DATA SUPPLIED

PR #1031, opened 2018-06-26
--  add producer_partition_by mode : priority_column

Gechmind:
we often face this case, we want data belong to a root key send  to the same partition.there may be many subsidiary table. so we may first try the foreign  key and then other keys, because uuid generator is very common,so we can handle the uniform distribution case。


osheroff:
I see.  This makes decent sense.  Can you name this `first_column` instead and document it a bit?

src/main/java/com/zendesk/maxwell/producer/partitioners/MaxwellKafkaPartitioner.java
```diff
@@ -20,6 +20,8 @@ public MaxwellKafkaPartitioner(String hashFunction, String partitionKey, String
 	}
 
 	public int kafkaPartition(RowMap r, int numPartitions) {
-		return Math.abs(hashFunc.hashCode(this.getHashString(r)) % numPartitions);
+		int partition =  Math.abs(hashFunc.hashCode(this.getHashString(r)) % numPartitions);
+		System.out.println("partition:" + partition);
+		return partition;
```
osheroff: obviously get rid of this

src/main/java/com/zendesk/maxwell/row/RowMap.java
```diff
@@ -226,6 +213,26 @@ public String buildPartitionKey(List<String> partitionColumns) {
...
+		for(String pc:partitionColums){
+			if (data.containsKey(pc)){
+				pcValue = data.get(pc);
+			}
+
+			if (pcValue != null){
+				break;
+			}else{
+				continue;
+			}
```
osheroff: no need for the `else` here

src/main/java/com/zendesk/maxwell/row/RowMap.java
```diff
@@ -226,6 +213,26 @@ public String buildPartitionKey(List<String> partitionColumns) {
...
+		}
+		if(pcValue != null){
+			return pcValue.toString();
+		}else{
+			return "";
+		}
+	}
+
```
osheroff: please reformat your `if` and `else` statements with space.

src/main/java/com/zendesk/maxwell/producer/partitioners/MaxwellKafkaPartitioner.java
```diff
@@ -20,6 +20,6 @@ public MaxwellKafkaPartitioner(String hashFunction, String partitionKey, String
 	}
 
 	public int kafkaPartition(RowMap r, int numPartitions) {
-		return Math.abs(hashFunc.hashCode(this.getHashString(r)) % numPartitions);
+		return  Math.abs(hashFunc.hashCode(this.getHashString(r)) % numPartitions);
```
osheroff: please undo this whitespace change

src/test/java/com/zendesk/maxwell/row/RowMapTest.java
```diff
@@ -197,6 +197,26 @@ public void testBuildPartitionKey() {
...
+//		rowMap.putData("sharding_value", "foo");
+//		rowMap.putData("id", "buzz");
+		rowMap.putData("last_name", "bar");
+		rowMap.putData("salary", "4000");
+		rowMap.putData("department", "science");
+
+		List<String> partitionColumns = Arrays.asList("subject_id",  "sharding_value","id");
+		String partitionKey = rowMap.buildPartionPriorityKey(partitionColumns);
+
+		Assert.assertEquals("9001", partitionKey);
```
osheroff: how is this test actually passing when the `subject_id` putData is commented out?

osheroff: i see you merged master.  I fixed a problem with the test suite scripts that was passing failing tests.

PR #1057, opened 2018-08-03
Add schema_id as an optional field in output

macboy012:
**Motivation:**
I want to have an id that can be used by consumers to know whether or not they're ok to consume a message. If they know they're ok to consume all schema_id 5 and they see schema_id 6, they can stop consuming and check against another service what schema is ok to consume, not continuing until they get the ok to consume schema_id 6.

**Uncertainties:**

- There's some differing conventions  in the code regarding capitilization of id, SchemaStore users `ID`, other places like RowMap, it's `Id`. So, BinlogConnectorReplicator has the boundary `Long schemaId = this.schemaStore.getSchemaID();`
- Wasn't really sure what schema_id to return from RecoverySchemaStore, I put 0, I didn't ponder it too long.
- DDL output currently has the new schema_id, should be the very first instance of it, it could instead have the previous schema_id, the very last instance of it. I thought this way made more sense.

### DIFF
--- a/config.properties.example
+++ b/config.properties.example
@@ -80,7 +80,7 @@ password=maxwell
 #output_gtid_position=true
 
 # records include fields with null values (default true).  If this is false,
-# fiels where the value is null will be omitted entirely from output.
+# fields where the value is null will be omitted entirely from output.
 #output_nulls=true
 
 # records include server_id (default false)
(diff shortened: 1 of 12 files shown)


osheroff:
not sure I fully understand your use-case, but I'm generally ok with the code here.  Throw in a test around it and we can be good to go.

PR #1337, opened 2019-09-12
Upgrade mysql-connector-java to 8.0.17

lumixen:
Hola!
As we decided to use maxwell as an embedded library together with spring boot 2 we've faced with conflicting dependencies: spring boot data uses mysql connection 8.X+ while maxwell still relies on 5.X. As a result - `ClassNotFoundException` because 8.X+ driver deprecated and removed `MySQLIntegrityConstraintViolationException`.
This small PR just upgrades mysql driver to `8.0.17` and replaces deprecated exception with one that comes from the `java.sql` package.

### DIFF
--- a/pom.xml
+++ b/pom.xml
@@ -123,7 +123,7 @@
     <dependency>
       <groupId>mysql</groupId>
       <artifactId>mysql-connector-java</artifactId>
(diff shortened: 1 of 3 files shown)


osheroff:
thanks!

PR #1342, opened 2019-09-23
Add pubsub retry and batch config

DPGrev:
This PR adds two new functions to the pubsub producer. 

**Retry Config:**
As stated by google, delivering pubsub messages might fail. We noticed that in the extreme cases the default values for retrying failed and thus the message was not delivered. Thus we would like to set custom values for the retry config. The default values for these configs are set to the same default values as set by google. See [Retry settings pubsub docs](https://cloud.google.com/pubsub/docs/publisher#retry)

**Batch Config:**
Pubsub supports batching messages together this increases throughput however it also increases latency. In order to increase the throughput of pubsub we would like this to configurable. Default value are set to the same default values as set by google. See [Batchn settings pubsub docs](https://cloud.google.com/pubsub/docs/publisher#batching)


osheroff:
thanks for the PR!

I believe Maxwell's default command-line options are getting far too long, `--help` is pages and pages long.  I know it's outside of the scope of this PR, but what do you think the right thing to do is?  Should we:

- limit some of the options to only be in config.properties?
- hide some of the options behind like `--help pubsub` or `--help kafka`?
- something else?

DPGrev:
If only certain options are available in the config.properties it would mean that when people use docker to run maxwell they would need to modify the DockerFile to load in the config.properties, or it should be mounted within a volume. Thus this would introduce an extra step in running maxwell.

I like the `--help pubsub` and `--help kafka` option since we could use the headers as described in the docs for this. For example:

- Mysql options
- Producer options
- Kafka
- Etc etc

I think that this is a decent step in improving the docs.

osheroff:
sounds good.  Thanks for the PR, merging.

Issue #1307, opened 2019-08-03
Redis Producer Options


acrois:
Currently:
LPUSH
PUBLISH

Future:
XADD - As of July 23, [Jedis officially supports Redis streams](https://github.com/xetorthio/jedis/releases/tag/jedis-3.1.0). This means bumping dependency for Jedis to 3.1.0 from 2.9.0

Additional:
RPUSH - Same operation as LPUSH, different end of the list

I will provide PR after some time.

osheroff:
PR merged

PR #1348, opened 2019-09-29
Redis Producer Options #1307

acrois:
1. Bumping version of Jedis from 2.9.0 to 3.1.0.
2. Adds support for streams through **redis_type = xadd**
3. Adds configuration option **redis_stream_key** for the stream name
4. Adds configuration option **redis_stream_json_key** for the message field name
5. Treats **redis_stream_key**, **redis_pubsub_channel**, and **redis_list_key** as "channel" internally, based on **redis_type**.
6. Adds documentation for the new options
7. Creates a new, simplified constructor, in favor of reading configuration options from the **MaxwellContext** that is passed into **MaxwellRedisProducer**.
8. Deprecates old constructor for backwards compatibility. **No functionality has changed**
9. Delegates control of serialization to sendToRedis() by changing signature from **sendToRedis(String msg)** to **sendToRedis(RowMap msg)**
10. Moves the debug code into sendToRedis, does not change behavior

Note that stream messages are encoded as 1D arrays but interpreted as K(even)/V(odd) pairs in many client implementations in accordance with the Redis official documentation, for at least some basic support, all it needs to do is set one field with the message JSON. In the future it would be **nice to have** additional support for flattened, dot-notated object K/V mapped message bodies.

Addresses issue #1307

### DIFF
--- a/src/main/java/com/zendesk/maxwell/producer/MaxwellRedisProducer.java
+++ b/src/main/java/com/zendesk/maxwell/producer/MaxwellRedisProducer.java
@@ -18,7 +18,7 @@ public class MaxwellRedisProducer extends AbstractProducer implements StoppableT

--

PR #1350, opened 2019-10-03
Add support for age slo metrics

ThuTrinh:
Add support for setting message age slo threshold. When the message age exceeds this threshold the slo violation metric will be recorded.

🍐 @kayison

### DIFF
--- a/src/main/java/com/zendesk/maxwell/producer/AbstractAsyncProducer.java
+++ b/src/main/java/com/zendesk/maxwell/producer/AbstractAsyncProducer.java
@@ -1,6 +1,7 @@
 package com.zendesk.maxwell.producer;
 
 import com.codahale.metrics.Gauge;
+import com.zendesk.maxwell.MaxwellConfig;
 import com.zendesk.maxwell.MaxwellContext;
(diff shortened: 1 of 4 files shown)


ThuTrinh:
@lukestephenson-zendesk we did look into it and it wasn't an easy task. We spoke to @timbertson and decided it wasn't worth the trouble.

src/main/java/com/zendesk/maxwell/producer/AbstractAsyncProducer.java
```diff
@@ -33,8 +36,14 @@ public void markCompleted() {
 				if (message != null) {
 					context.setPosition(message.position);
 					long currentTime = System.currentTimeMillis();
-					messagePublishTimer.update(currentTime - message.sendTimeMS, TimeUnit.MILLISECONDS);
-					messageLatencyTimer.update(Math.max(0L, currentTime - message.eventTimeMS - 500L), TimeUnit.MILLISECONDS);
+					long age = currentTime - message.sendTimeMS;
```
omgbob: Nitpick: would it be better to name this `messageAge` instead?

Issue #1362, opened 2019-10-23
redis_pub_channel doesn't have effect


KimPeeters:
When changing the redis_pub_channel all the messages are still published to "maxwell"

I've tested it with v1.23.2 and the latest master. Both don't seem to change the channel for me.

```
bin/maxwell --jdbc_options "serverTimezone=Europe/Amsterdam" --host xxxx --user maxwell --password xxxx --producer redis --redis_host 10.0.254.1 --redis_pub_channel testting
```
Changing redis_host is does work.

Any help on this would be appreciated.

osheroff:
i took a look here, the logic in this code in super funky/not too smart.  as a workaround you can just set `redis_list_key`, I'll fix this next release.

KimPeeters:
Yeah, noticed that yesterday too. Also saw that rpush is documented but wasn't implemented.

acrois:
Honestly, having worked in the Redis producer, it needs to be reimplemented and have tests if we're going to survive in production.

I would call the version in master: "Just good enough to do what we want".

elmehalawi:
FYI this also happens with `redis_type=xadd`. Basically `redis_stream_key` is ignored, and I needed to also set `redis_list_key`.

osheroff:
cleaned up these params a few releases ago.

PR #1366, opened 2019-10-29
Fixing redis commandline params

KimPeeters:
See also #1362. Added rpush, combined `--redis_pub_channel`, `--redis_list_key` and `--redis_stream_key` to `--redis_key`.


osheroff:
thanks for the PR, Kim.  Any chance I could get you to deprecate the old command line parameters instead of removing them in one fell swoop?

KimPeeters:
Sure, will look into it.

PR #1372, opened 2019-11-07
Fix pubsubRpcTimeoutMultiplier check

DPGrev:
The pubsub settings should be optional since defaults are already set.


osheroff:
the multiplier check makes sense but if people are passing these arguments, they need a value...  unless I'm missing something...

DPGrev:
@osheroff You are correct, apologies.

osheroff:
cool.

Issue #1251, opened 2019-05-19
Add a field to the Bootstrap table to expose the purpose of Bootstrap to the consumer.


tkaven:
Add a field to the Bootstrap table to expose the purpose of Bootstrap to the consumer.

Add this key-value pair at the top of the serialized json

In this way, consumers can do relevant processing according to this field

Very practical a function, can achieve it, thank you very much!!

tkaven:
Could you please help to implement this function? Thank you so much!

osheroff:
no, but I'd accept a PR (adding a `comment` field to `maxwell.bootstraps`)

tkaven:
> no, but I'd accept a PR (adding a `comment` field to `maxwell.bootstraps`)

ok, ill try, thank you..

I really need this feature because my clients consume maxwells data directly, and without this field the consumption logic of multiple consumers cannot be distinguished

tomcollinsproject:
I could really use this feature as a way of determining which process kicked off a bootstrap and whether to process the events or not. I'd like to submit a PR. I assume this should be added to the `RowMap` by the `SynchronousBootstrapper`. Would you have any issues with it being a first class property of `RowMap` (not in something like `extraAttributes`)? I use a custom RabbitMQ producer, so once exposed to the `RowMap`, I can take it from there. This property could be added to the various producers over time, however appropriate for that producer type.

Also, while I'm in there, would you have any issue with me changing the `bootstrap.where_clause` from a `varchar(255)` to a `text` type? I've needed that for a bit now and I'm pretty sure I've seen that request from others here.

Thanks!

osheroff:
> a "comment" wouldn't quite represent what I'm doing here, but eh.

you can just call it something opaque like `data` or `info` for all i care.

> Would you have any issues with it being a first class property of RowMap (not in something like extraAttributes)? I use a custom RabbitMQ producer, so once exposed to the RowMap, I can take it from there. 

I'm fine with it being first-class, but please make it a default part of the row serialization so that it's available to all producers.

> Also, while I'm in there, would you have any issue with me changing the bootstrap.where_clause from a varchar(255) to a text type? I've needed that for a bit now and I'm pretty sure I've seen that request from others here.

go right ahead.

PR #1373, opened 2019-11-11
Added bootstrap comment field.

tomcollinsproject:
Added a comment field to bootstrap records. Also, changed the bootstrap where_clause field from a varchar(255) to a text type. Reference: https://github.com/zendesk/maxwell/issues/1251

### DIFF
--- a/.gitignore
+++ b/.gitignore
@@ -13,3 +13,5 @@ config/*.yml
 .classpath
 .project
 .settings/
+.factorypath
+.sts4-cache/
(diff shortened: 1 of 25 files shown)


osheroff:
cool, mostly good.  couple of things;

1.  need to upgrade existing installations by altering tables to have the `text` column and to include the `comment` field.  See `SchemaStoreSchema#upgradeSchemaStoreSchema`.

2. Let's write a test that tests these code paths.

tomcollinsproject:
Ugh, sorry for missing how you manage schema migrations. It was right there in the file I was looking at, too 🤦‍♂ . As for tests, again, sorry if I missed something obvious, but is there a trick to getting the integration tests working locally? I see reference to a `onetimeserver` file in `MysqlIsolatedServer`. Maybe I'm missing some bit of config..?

---

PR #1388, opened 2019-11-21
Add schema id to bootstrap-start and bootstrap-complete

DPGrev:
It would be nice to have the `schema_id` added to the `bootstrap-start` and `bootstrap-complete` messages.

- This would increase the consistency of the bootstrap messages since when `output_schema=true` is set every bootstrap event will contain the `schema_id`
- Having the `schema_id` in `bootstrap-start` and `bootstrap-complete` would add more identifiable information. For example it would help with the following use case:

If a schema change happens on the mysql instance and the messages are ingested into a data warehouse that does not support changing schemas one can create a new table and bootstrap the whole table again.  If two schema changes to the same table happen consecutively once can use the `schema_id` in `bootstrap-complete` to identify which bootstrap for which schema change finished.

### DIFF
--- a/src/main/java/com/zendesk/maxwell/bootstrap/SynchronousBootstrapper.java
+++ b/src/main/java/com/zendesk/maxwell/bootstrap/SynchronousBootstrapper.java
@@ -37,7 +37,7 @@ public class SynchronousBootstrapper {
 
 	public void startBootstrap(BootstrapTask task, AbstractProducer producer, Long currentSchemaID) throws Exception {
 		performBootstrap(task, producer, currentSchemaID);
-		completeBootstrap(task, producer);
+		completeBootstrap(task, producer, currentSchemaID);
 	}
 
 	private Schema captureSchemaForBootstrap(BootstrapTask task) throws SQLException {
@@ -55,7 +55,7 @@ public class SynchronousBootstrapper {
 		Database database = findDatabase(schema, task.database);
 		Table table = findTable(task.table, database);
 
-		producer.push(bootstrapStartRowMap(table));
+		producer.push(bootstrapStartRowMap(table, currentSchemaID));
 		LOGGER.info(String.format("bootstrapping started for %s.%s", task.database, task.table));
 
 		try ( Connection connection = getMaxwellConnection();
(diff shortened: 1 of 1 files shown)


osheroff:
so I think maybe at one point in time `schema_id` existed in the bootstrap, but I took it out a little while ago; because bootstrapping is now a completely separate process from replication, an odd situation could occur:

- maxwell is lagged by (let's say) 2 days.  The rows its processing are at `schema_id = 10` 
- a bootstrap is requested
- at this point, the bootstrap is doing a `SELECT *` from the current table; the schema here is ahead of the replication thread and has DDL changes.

BRIEF
Once every line above has been checked for the string "else", give the number of matching lines and nothing more.

OUTPUT
5